:: Exercise ::
Copy, from the material below, every line in which the word "through" can be found.

:: Data provided ::
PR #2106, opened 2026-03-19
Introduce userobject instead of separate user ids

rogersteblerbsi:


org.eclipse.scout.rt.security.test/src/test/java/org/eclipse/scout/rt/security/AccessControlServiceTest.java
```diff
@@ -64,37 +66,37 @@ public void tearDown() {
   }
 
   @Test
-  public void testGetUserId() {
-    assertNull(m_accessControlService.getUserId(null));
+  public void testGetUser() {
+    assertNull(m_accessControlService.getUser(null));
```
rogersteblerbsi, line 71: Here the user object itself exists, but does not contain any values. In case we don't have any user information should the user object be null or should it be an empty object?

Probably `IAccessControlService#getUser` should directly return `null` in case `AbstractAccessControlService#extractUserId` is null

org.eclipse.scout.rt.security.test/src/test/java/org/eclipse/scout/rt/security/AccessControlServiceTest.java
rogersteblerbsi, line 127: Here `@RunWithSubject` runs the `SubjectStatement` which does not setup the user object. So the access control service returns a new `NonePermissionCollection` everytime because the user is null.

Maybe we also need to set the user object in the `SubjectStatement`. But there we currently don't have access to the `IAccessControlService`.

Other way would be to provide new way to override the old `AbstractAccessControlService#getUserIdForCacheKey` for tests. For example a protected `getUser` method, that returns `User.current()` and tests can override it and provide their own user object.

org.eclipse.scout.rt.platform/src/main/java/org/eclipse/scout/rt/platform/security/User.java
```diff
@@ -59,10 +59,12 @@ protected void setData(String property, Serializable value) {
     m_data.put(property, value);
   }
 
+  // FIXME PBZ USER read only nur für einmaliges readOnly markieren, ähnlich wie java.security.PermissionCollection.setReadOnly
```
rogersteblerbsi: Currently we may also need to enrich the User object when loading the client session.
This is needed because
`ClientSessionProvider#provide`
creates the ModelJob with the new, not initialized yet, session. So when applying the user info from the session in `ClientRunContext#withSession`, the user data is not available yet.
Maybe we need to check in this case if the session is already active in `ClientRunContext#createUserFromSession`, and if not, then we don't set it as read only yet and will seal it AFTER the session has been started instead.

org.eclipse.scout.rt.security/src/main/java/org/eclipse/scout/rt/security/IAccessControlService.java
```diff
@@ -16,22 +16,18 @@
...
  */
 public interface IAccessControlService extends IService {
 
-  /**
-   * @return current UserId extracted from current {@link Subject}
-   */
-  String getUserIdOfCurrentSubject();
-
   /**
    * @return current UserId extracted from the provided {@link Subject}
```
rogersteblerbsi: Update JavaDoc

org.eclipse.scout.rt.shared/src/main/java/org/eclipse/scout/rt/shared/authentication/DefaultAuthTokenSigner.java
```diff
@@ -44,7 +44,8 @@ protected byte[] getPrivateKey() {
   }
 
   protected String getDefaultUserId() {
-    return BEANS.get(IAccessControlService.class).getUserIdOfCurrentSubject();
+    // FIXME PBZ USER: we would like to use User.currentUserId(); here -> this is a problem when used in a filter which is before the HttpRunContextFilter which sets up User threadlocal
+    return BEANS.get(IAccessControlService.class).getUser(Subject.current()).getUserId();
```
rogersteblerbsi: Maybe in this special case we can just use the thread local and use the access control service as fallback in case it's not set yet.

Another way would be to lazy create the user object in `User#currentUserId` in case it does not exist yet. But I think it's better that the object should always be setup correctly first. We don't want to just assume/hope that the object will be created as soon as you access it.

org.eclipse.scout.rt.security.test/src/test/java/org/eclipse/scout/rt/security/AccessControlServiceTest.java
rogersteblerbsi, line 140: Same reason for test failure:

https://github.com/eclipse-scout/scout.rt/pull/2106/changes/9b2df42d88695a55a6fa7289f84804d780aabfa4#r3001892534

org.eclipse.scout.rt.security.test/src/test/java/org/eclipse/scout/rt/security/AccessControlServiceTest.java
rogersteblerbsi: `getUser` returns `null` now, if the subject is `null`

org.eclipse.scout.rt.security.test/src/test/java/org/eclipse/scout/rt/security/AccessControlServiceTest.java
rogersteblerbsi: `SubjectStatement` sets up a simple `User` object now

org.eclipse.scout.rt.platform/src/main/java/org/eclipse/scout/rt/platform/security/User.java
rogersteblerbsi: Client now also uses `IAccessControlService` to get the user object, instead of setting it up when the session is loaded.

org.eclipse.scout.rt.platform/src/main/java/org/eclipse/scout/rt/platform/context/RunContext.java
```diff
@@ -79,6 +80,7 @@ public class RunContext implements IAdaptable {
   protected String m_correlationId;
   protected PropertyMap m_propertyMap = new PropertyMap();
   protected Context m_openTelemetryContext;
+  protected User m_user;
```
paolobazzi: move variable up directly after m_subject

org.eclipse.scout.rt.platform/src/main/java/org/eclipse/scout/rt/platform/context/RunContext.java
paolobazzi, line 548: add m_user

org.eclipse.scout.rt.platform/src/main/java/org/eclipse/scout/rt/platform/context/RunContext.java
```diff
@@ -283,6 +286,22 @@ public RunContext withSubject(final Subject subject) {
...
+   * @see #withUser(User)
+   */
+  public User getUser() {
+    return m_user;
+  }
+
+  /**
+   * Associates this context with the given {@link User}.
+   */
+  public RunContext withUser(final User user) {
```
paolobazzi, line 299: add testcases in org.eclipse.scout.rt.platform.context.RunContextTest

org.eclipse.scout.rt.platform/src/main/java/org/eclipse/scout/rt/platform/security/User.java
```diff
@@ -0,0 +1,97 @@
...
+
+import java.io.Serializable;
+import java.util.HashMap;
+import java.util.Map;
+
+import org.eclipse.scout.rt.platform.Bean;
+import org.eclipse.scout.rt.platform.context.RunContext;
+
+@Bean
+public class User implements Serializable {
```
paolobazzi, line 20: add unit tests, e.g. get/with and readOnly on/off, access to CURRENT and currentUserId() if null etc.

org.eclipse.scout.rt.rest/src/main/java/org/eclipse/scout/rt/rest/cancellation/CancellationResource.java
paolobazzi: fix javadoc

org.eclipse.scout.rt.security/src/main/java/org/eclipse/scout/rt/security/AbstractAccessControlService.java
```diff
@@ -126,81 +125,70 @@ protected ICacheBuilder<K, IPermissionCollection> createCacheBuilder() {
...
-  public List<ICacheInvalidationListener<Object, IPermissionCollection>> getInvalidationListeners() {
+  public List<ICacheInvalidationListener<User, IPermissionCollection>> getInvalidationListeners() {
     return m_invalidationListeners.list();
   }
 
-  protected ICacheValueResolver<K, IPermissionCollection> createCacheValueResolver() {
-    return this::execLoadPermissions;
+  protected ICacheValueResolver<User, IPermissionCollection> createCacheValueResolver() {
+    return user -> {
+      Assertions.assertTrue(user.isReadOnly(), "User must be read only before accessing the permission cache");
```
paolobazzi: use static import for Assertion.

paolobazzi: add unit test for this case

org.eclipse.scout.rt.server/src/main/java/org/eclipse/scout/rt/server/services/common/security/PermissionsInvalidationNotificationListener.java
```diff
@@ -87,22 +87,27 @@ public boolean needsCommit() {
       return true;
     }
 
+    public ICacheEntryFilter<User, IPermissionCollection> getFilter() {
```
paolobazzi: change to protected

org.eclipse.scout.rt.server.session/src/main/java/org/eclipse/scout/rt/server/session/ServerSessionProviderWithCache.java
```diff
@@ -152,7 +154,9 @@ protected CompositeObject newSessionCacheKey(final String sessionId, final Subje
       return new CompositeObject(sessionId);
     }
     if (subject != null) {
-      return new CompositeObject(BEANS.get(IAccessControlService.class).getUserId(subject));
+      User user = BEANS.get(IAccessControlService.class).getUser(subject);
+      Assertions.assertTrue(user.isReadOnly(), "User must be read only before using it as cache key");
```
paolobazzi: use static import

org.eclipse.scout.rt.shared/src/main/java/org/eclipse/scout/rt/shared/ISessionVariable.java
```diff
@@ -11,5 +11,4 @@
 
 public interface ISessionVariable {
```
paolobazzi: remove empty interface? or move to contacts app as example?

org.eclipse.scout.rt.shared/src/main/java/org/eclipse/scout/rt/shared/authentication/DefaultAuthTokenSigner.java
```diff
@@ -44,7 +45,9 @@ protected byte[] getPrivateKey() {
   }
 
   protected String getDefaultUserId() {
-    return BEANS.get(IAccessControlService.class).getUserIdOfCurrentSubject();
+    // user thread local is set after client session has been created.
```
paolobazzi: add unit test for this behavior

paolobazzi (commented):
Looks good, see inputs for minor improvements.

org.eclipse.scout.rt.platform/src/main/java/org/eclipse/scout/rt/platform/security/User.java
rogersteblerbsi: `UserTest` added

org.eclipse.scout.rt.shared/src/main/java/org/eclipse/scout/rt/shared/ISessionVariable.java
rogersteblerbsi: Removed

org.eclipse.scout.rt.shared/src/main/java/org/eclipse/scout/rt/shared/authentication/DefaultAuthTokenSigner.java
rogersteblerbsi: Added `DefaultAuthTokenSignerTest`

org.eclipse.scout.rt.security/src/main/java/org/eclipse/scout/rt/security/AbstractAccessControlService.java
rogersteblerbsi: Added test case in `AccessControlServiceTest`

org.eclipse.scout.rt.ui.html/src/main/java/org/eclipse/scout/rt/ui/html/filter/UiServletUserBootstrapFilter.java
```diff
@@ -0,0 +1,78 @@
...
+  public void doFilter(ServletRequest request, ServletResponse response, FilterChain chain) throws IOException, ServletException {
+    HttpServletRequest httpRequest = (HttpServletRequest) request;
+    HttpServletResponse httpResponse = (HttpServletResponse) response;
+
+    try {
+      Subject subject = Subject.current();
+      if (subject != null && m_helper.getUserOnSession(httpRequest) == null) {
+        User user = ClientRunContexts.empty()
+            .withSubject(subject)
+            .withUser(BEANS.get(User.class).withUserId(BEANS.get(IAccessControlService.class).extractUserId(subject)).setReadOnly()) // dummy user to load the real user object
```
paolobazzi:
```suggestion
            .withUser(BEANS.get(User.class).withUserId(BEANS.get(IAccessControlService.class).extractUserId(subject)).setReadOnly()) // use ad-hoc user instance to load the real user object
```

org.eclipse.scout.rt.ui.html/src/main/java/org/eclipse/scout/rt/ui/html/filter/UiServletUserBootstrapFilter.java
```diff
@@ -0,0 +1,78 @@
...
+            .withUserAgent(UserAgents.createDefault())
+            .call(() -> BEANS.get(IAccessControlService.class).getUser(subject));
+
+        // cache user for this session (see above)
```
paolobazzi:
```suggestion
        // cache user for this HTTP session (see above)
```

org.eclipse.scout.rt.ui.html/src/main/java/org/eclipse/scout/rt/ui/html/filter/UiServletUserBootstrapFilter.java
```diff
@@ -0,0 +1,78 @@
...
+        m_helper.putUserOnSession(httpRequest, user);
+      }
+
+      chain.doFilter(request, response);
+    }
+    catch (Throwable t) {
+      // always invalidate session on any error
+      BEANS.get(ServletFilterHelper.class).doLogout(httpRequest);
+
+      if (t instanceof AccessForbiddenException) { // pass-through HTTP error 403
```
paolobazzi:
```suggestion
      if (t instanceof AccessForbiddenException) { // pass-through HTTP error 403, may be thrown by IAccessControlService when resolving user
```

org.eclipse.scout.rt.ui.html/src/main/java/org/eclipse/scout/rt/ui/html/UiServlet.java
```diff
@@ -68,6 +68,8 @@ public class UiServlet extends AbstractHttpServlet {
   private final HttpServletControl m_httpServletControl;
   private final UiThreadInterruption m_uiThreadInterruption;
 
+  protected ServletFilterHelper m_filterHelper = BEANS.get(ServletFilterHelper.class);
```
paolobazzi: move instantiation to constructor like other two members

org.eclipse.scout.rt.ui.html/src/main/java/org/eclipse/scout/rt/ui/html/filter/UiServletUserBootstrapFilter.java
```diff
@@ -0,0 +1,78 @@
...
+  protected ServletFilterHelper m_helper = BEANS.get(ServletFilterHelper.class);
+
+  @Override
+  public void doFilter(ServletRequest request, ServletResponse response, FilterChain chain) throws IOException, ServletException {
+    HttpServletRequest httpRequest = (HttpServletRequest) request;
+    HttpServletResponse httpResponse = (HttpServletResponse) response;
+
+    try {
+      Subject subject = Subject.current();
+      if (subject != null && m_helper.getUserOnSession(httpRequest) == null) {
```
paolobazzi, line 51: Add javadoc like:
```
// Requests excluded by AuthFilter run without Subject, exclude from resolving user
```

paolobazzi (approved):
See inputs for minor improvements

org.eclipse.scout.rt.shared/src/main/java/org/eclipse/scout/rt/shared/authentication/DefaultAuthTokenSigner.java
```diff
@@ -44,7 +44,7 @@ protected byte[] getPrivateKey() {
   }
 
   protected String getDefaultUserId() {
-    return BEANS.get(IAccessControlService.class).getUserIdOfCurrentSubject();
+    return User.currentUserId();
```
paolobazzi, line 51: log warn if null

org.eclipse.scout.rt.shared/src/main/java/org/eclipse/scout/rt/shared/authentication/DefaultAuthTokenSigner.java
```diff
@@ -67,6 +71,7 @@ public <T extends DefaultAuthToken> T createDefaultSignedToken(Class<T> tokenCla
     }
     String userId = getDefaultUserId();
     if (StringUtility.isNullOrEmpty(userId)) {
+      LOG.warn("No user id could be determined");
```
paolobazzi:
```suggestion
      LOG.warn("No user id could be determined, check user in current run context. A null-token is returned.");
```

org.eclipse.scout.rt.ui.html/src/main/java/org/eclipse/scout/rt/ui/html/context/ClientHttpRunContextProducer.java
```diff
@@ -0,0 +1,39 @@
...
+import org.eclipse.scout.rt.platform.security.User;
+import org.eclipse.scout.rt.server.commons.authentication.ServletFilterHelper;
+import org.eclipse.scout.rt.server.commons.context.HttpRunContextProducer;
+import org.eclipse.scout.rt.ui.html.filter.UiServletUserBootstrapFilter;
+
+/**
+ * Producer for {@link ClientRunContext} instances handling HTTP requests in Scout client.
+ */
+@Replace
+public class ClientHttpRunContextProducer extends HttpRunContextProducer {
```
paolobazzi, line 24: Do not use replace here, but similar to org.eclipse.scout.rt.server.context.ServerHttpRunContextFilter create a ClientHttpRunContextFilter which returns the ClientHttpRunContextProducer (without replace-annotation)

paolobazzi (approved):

:: Your response ::
+      if (t instanceof AccessForbiddenException) { // pass-through HTTP error 403
      if (t instanceof AccessForbiddenException) { // pass-through HTTP error 403, may be thrown by IAccessControlService when resolving user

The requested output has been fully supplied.